Repeat the entries exactly as they appear.

**DATASET CONTENT**
--- START ---

PR #1358, opened 2022-11-07
Verified OutputMetadata OutputId

thibault-martinez:
## Change checklist

### DIFF
--- a/client/src/api/block_builder/input_selection/mod.rs
+++ b/client/src/api/block_builder/input_selection/mod.rs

--- END ---

**COMPLETED EXERCISE**
PR #1358, opened 2022-11-07
Verified OutputMetadata OutputId

thibault-martinez:
## Change checklist

### DIFF
--- a/client/src/api/block_builder/input_selection/mod.rs
+++ b/client/src/api/block_builder/input_selection/mod.rs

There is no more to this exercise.